- _WORK TASK_: Both the line containing "PR #330, opened 2021-03-31" and the line containing "docs/aws/provisioner-launch-templates-options.md" belong to the span. Output exactly that span from the listing below, and nothing outside it.
......
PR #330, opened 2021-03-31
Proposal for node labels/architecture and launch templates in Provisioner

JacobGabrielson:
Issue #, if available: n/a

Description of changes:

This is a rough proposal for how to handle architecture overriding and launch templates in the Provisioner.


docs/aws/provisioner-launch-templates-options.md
......
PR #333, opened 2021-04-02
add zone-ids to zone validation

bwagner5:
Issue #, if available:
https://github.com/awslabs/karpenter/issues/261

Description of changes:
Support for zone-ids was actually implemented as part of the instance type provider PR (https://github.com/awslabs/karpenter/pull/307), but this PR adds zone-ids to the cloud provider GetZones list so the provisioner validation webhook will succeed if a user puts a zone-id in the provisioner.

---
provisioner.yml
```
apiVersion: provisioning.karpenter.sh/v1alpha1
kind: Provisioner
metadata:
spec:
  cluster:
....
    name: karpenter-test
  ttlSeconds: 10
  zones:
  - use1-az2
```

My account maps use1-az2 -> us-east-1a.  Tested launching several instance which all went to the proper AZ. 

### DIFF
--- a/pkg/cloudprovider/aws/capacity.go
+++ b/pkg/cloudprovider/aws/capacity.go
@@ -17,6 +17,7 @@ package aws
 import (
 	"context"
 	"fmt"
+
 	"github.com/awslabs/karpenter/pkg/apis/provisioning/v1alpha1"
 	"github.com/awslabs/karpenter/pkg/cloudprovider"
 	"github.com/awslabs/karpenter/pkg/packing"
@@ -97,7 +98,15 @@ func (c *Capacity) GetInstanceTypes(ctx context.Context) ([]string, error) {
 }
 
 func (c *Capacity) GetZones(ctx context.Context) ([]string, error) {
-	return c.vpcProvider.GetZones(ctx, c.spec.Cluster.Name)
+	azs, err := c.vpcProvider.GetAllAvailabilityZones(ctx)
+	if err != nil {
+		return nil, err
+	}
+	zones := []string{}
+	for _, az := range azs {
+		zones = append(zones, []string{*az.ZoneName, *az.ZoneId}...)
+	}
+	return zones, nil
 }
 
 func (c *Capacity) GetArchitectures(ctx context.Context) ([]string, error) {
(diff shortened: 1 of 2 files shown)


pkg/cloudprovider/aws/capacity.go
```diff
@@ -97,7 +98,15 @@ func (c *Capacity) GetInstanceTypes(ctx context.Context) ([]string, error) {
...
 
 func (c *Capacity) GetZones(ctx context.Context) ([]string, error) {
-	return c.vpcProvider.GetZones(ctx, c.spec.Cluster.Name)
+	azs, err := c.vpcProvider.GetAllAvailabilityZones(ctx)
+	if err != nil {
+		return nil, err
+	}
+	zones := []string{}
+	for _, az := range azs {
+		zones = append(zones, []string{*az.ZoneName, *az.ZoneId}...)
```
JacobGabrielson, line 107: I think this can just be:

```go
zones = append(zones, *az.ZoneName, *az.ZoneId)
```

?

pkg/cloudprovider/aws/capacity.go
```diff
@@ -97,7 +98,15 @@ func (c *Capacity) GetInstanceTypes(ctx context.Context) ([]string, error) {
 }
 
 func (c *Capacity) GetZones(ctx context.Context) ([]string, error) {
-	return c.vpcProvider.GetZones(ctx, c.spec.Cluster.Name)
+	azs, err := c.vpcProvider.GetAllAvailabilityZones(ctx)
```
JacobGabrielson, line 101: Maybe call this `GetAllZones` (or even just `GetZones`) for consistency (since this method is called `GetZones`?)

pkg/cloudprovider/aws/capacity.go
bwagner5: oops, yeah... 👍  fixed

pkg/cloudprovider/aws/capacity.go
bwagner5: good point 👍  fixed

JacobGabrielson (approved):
......
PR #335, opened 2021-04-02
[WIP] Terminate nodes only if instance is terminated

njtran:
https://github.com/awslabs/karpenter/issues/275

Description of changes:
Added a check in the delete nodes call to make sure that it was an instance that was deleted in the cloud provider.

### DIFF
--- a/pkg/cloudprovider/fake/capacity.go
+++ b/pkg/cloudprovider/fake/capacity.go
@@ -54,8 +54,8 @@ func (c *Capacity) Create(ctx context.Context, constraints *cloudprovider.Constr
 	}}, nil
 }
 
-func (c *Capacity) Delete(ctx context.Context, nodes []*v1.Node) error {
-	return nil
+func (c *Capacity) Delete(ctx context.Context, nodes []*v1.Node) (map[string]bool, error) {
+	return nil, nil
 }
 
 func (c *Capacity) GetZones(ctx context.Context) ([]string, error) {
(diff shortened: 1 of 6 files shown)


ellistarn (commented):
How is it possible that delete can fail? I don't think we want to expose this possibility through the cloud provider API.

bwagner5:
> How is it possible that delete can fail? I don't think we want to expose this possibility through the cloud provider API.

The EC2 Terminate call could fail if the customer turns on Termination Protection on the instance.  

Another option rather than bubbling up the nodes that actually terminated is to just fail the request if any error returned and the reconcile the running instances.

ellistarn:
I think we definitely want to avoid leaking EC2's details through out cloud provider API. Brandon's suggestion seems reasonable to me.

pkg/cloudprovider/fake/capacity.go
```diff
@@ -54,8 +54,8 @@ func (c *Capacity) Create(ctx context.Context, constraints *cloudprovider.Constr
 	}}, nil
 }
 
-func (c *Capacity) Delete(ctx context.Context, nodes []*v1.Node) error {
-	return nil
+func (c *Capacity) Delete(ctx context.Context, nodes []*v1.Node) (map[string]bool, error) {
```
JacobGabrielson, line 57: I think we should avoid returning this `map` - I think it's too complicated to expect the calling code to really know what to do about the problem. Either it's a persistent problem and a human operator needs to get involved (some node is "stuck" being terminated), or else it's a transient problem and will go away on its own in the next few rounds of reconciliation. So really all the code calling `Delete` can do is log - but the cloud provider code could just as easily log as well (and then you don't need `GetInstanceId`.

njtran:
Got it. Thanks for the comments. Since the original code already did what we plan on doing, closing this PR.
......
- _EXERCISE OUTPUT_:
PR #330, opened 2021-03-31
Proposal for node labels/architecture and launch templates in Provisioner

JacobGabrielson:
Issue #, if available: n/a

Description of changes:

This is a rough proposal for how to handle architecture overriding and launch templates in the Provisioner.


docs/aws/provisioner-launch-templates-options.md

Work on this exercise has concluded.